Pourquoi cette idée compte
La chimie commence par distinguer élément, isotope, molécule, ion et espèce chimique. Un procédé ne conserve pas « la matière » de façon vague : il conserve les atomes et la charge selon les réactions considérées.
CO₂ contient un atome de carbone et deux d’oxygène par molécule. Deux moles de CO₂ contiennent deux moles de C et quatre moles d’atomes O, même si le gaz occupe un volume dépendant de p et T.
Confondre masse molaire et nombre d’atomes conduit à des bilans faux ; la mole est un comptage, le kilogramme une masse.

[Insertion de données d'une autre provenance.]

PR #103, opened 2021-04-03
Adds support for composite primary keys

qxjit:
This gives the `tablePrimaryKey` field of `TableDefinition` a rich
`PrimaryKey` data type that can represent composite primary keys and
updates the requisite places to make this work.

The `PrimaryKey` flag is now removed and the migration logic uses the
`tablePrimaryKey` field to determine how to create the primary key.
(Primary key migration is not currently support, and will not be until
we get moved to libpq at which point we may re-evaluate it).

The API remains relatively unchanged in most parts. The streaming
pagination needed to be changed to take a field defintion rather use
`tablePrimaryKey` to determine the ordering of the pagination because
using a composite primary key as the key for pagination will not work
due to ambiguity of ordering correctly on the multiple fields. On the
bright side, this means you can now pagination on any field you choose
rather than being restricted to the primary key field.

### DIFF
--- a/orville-postgresql/src/Database/Orville/PostgreSQL/Internal/PrimaryKey.hs
+++ b/orville-postgresql/src/Database/Orville/PostgreSQL/Internal/PrimaryKey.hs
@@ -1,0 +1,84 @@
+{-# LANGUAGE RankNTypes #-}
+module Database.Orville.PostgreSQL.Internal.PrimaryKey
+  ( primaryKeyIn
+  , primaryKeyEquals
+  , primaryKeyDescription
+  , primaryKeyToSql
+  , primaryKey
+  , compositePrimaryKey
+  , primaryKeyPart
+  , mapPrimaryKeyParts
+  ) where
+
+import qualified Data.List as List
+import qualified Database.HDBC as HDBC
+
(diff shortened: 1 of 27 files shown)


orville-postgresql/src/Database/Orville/PostgreSQL/Internal/PrimaryKey.hs
```diff
@@ -0,0 +1,84 @@
...
+  ) where
+
+import qualified Data.List as List
+import qualified Database.HDBC as HDBC
+
+import Database.Orville.PostgreSQL.Internal.FieldDefinition (fieldToSqlValue)
+import Database.Orville.PostgreSQL.Internal.Types (PrimaryKey(..), PrimaryKeyPart(..), FieldDefinition(fieldName), NotNull)
+import Database.Orville.PostgreSQL.Internal.Where (WhereCondition, (.<-), (.==), whereAnd, whereOr)
+
+primaryKeyIn :: PrimaryKey key -> [key] -> WhereCondition
```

2. La mole relie particules et masses
Une mole contient exactement 6,02214076 × 10²³ entités élémentaires dans le SI. La quantité de matière se note n et s’exprime en mol. La masse molaire M relie la masse mesurable au nombre de moles : n = m/M lorsque les unités sont cohérentes.
Pour l’eau, M(H₂O) vaut environ 18,015 g/mol. Une mole n’est pas une masse fixe universelle : une mole d’eau et une mole de CO₂ contiennent le même nombre d’entités, mais n’ont pas la même masse.
Lecture physique
La mole rend manipulable un nombre immense de particules. Depuis la redéfinition SI, une mole contient exactement 6,02214076×10²³ entités spécifiées. La masse associée dépend de la masse molaire de l’espèce.

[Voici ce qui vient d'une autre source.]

PR #105, opened 2021-04-16
Make DataRowError More Informative

aaronallen8455:
- Changes the result of `sqlTypeFromSql` to `Either String a` instead of
`Maybe a`. The failure reason is included in the RowDataError message.
- When decoding table rows, the RowDataError message includes the primary
key of the row that failed to decode.

### DIFF
--- a/orville-postgresql/src/Database/Orville/PostgreSQL/Internal/FromSql.hs
+++ b/orville-postgresql/src/Database/Orville/PostgreSQL/Internal/FromSql.hs
@@ -37,12 +37,12 @@ fieldFromSql field =
   where
     fromSqlValue sql =
       case fieldFromSqlValue field sql of
-        Just a -> Right a
-        Nothing ->
+        Right a -> Right a
+        Left err ->
           Left $
           RowDataError $
           concat
-            ["Error decoding data from column ", fieldName field, " value"]
+            ["Error decoding data from column '", fieldName field, "': ", err]
 
 class ColumnSpecifier col where
   selectForm :: col -> SelectForm
--- a/orville-postgresql/src/Database/Orville/PostgreSQL/Internal/FromSql.hs
+++ b/orville-postgresql/src/Database/Orville/PostgreSQL/Internal/FromSql.hs
@@ -26,7 +26,7 @@ import Database.Orville.PostgreSQL.Internal.Types
 
 convertFromSql :: Convertible SqlValue a => SqlValue -> Either FromSqlError a
 convertFromSql =
-  either (Left . RowDataError . prettyConvertError) Right . safeConvert
+  either (Left . simpleConversionError . prettyConvertError) Right . safeConvert
 
 col :: (ColumnSpecifier col, Convertible SqlValue a) => col -> FromSql a
 col spec = joinFromSqlError (convertFromSql <$> getColumn (selectForm spec))
@@ -40,9 +40,12 @@ fieldFromSql field =
         Right a -> Right a
         Left err ->
           Left $
-          RowDataError $
-          concat
-            ["Error decoding data from column '", fieldName field, "': ", err]
+          RowDataError
+            RowDataErrorDetails
+              { rowErrorReason = err
+              , rowErrorColumnName = fieldName field
+              , rowErrorPrimaryKeys = []
+              }
 
 class ColumnSpecifier col where
   selectForm :: col -> SelectForm
--- a/orville-postgresql/src/Database/Orville/PostgreSQL/Internal/SqlType.hs
+++ b/orville-postgresql/src/Database/Orville/PostgreSQL/Internal/SqlType.hs
@@ -15,6 +15,7 @@ module Database.Orville.PostgreSQL.Internal.SqlType
   , foreignRefType
   , convertSqlType
   , maybeConvertSqlType
+  , eitherConvertSqlType
   ) where
 
 import Control.Monad ((<=<))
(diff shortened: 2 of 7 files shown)


orville-postgresql/src/Database/Orville/PostgreSQL/Internal/FromSql.hs
```diff
@@ -37,12 +37,12 @@ fieldFromSql field =
...
       case fieldFromSqlValue field sql of
-        Just a -> Right a
-        Nothing ->
+        Right a -> Right a
+        Left err ->
           Left $
           RowDataError $
           concat
-            ["Error decoding data from column ", fieldName field, " value"]
+            ["Error decoding data from column '", fieldName field, "': ", err]
```
liminalisht, line 45: I played with this change a couple years ago and brought it up to @qxjit . If I remember correctly, the concern was that `err` might contain something sensitive that shouldn't be exposed. Will `err` ever mention the actual value in question that couldn't be decoded @aaronallen8455 ? There may be other reasons that I'm not aware of that this concern is no longer valid.

orville-postgresql/test/ErrorsTest.hs
```diff
@@ -42,6 +42,17 @@ test_errors =
             Right rows ->
               assertFailure
                 ("Expected RowDataError, but got these rows: " ++ show rows)
+
+      , testCase "Includes primary key in error message" $ do
+          run (TestDB.reset schema)
+          void $ run (O.insertRecord virusTable bpsVirus)
+          result <- run $ try (O.selectAll badVirusTable mempty)
+          let expectedErr =
+                "Error decoding data from column 'name': Expected int32, got bytestring (id: SqlInteger 1)"
```
liminalisht, line 51: i like this a lot

orville-postgresql/src/Database/Orville/PostgreSQL/Internal/SqlType.hs
```diff
@@ -281,75 +294,107 @@ convertSqlType bToA aToB = maybeConvertSqlType bToA (Just . aToB)
...
+toBoundedInteger :: (Bounded num, Integral num) => Integer -> Either String num
 toBoundedInteger source =
   let truncated = fromInteger source
       upper = toInteger (maxBound `asTypeOf` truncated)
       lower = toInteger (minBound `asTypeOf` truncated)
    in if lower <= source && source <= upper
-        then Just truncated
-        else Nothing
+        then Right truncated
+        else Left "Integral out of range"
```
liminalisht, line 368: this is really nice too

orville-postgresql/src/Database/Orville/PostgreSQL/Internal/FromSql.hs
qxjit: Yes -- I've always struggled with the concern that adding more information to the row decoding failure will result in accidentally leaking database values that someone considered sensitive at some point. Maybe we can find a way to lock down the error messages to prevent this?

liminalisht (commented):
I really like all the additional information, type mismatches, integral out of bounds, etc., and endorse the use of an `Either String` instead of `Maybe`, with the caveat that I'm concerned about exposing an error encountered from decoding data from a given column *if* that error is going to mention the actual data that it attempted to decode (but could not decode).

qxjit:
@liminalisht @aaronallen8455 What if instead of deriving `Show` for `FromSqlError` we implement it to give a "safe" representation of the error to avoid accidental leakage and the leave it up to applications to extract the details and surface them in away that they consider acceptable based on their own sensitivity context?

orville-postgresql/src/Database/Orville/PostgreSQL/Internal/FromSql.hs
aaronallen8455: Other than the primary key (which I guess could contain sensitive data...) the values are not included in the error messages. The user could write a custom `FromSql` that includes the value if they intentionally choose to do so.

aaronallen8455:
@qxjit I'm definitely in favor of more structured error messages

orville-postgresql/src/Database/Orville/PostgreSQL/Internal/FromSql.hs
qxjit: @aaronallen8455 Part of my concern is that a user might do so without realizing where the error message ends up getting outputted. For instance, if the error is raised as an exception it could easily end up being returned in an error 500 response by from an API to the end-user of an application. The person composing the error message might not realize that is a possibility and put data in there that think will only ever show up in internal logs, for instance.

orville-postgresql/src/Database/Orville/PostgreSQL/Internal/SqlType.hs
```diff
@@ -49,11 +53,11 @@ data SqlType a = SqlType
   , sqlTypeToSql :: a -> HDBC.SqlValue
     -- ^ A function for converting Haskell values of this type into values to
     -- be stored in the database.
-  , sqlTypeFromSql :: HDBC.SqlValue -> Maybe a
+  , sqlTypeFromSql :: HDBC.SqlValue -> Either RowDataErrorReason a
     -- ^ A function for converting values of this are stored in the database
-    -- into Haskell values. This function should return 'Nothing' to indicate
-    -- an error if the conversion is impossible. Otherwise it should return
-    -- 'Just' the corresponding 'a' value.
+    -- into Haskell values. This function should return 'Left String' to
```
qxjit, line 58: This should probably say `Left RowDataErrorReason` instead of `Left String`

qxjit (approved):
:heart:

Avec M(O₂)=32 g/mol, 64 g d’O₂ correspondent à 2 mol. Avec M(CO₂)=44 g/mol, 88 g correspondent aussi à 2 mol, mais ce ne sont évidemment pas les mêmes molécules. Le résultat doit ensuite être confronté aux hypothèses qui l'ont produit.
Les masses molaires utilisées en ingénierie ont une précision finie et les produits réels possèdent impuretés et mélanges ; le calcul stœchiométrique est un idéal de bilan.
3. Équilibrer une réaction, c’est conserver les atomes
L’électrolyse de l’eau s’écrit 2 H₂O → 2 H₂ + O₂. On compte quatre atomes d’hydrogène et deux d’oxygène de chaque côté. Les coefficients sont des rapports molaires ; ils ne sont pas directement des kilogrammes.
Avec des masses molaires arrondies, 36 g d’eau correspondent idéalement à 4 g d’hydrogène et 32 g d’oxygène. Le contrôle 36 = 4 + 32 vérifie la conservation de masse du bilan idéal.
Passage au calcul
Équilibrer une équation chimique revient à conserver chaque type d’atome. Les coefficients indiquent des rapports molaires, pas des masses égales. Ils deviennent un outil d’ingénierie dès qu’on les convertit en kilogrammes.
Pour 2H₂+O₂→2H₂O, 4 g d’H₂ réagissent idéalement avec 32 g d’O₂ pour donner 36 g d’eau. La masse totale est conservée. L’intérêt pédagogique est de voir les unités se transformer en décision.
Une équation équilibrée ne donne ni vitesse de réaction, ni température, ni rendement, ni pureté : elle fixe seulement la stœchiométrie idéale.
4. Réactif limitant, conversion, rendement et pureté
Une réaction cesse lorsque le réactif nécessaire épuisé devient limitant. La conversion mesure la fraction d’un réactif consommée ; le rendement compare le produit obtenu à la quantité théorique ; la pureté décrit la part du produit désiré dans un flux réel.
Ces grandeurs répondent à des questions différentes. Une sortie de forte pureté peut avoir un faible débit ; une conversion élevée peut s’accompagner de pertes de séparation. Une usine ne peut donc pas être décrite par un seul « pourcentage d’efficacité ».
Point de contrôle
Le réactif limitant fixe la production maximale. Conversion, sélectivité, rendement et pureté décrivent ensuite ce que le procédé réel obtient par rapport à cette limite. Ces notions ne sont pas interchangeables.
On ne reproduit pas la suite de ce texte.